Même s’il continue de s’inscrire dans cette nouvelle vague de cinéastes qui, de Siri à Kassovitz en passant par Noé et Laugier, contribuent à amener le cinéma français vers de nouveaux horizons, Jan Kounen est aujourd’hui dans une phase où l’on risque d’avoir un peu de mal à le suivre. Débutée en 1997 avec le plus énervé des polars hexagonaux (Dobermann, dont la suite est actuellement en préparation), la carrière du cinéaste aura pris un tournant décisif dès le deuxième essai, Blueberry, adaptation détournée de la BD de Giraud & Charlier qui utilisait un décor hautement cinématographique (le Far West) comme prétexte à un énorme voyage mental sous l’effet de substances psychotropes. Et à partir de là, la patte Kounen semblait identifiée pour de bon : des films populaires vérolés de l’intérieur par un style visuel dévorant et développés à partir d’une approche plus « intérieure ». On ne s’en plaindra pas, puisqu’avec son tableau kaléidoscopique du monde de la publicité (99 F) et une liaison charnelle démultipliant la créativité d’une artiste (Coco Chanel & Igor Stravinsky), le réalisateur avait tout de même perfectionné sa mise en scène et donné chair à ses films les plus aboutis. Or, vu que la passion du bonhomme pour le chamanisme et les « nouvelles dimensions » est désormais connue de tous, quelle allait être la prochaine étape ? Après avoir découvert Le vol des cigognes, la menace de la redite semble s’accentuer pour Kounen. Même avec un projet comme celui-ci, conçu comme une série télévisée en deux parties (ici transformée en un seul film de plus de trois heures pour la sortie Blu-Ray), qui plus est lardé d’éléments visuels et narratifs très intéressants, on a beaucoup de mal à feindre de s’apercevoir que son cinéma a peut-être déjà fait le tour de la question depuis quelques films.

A première vue, le projet original s’inscrit véritablement dans la même démarche que le Carlos d’Olivier Assayas : une ambitieuse série télévisée qui tente d’effacer les frontières entre la télévision et le cinéma, en conférant à un matériau conçu pour la première des caractéristiques héritées du second (format Scope, tournage en 35mm, narration éclatée sur plusieurs lieux…).
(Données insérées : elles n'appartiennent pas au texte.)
Issue #194, opened 2015-01-19
First impressions porting the pandas repository


qwhelan:
@mdboom First of all, it's really impressive to see a v0.1 with this level of polish in presentation, especially given how even mature open source projects tend to be lacking in this regard.

Due to https://github.com/pydata/pandas/issues/8361, I decided to take a look at converting pandas to asv from https://github.com/pydata/vbench and ran into a few usability issues. Most of the following comments can be standalone issues, but I wanted to put everything in context first. I'm also willing to help fix many of these but I'd like feedback from you first.

The first snag was the relative location of ```asv.conf.json``` with regard to the git repo. I thought it would be something like this:
```
pandas
├── asv.conf.json
├── pandas
└── setup.py
```
But it instead seems to expect this:
```
asv.conf.json
pandas
├── pandas
└── setup.py
```
Which poses some issues with distributing it with the repo, as well as conflicts between multiple projects in the same directory. The former fails due to the assumption that ```./project``` is the project root and thus that ```project/setup.py``` exists. Due to my moving it down a level, ```asv.environment.install()``` tries to install from ```pandas/pandas``` and fails. Many of the following issues result from my patching ```asv``` locally to support the former approach, so please let me know if trying to support this is completely unreasonable.

A few other things I noticed:
* ```asv``` doesn't create a secondary repo to run benchmarks in. Again this is only an issue due to my desire to distribute ```asv.conf.json``` with the repo and this is the direct root cause of many of the following issues.
* ```asv run``` does a ```git checkout -f master``` which discards any uncommitted changes *and* committed changes on a detached HEAD (more on why this is a concern later)
 * This bit me several times while trying to just get ```asv run``` to work - I can guarantee this will cause a developer with a substantial change to lose their work.
 * Probably best to remove the ```-f``` and let git yell at the user
* ```asv run``` does a ```git clean -fxd``` which forcibly discards any untracked files.
 * I realize the need to get into a consistent state, but the lack of a secondary repo means that works-in-progress or personal utility scripts will get nuked.
 * It took a couple tries to realize this was why ```asv.conf.json```, ```benchmarks/``` and ```env/``` were being deleted after every ```asv run```
 * This also nukes the ```envs/``` directory, but that's consistent with everything else
* ```asv run``` doesn't return the repo to the state it was in prior to the run
 * Before: ```On branch master```
 * After: ```HEAD detached at 2ef4ba0```
[...]

PR #195, opened 2015-01-19
Fix example asv configuration in test/

qwhelan:
@mdboom This fixes a couple problems noted in #194 and allows ```cd test/; asv run``` to successfully complete.


mdboom:
Thanks.

PR #1202, opened 2022-04-05
Remove asv dev command

### LINKED ISSUE #1200: Remove asv dev command
The asv dev command is confusing, and made few projects pin to asv 0.4 after 0.5 changed it's behavior.

I'm going to remove it. In asv 0.6, I'll keep the command, but making it fail with a descriptive error message that asv run should be used instead, and then it can be removed in 0.7

datapythonista:
Closes #1200 

`asv dev` is literally a shortcut for `asv run --python=same`, so it's not that useful to have. And it caused confusion, as users expected it to also use `--quick`, which was true before asv 0.5. For now `asv dev` will continue to exist, but will return an exception informing the user on what to do.

`test_dev.py` contained some tests unrelated to `asv dev`. Those are moved to the right location here.


HaoZeke (approved):
LGTM, thanks!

Du coup, le fait de découvrir le film dans sa version « continue » de 3h10 permet d’en saisir toute l’ampleur narrative et l’ambition visuelle. Outre la présence de Kounen derrière la caméra, on pouvait se réjouir aussi de la supervision de Canal+, dont la persistance à concevoir des séries diaboliquement supérieures à la moyenne n’est aujourd’hui plus à démontrer. Un seul élément pouvait inquiéter : il s’agissait d’une adaptation de Jean-Christophe Grangé. En effet, pour un Mathieu Kassovitz qui aura dynamité la narration typique du romancier par une mise en scène hallucinante, les autres réalisateurs français désireux de se frotter à un tel matériau (notons Chris Nahon et Guillaume Nicloux) se sont mangé le mur avec une sacrée violence. A vrai dire, le souci est toujours le même avec Grangé : fascinantes et très agréables à parcourir si l’on se limite à tourner les pages d’un roman, ses intrigues se révèlent si tarabiscotées et complexes que leurs transpositions sur grand écran nécessitent des tunnels d’explication ou obligent leurs cinéastes à faire d’horribles sacrifices au niveau du scénario. L’approche de Kounen sera différente : à cette intrigue bizarroïde où une étude sur les mouvements migratoires des cigognes se mélange à un salmigondis de trafics en tous genres (organes, diamants, etc…), le réalisateur y intègre son idée d’un voyage initiatique sous acide où un jeune homme à la mémoire déconstruite élucidera les secrets de son passé par l’ingurgitation de drogues et la pratique de l’hypnose. Inutile de tenter d’en visualiser les contours, le film se révélant assez imprévisible dans sa narration, embarquant son spectateur sur des voies inattendues et provoquant ainsi des fluctuations permanentes en matière de rythme. Hélas, si cette approche sensitive du récit génère ici quelques fulgurances, elle contribue aussi à l’inégalité du résultat.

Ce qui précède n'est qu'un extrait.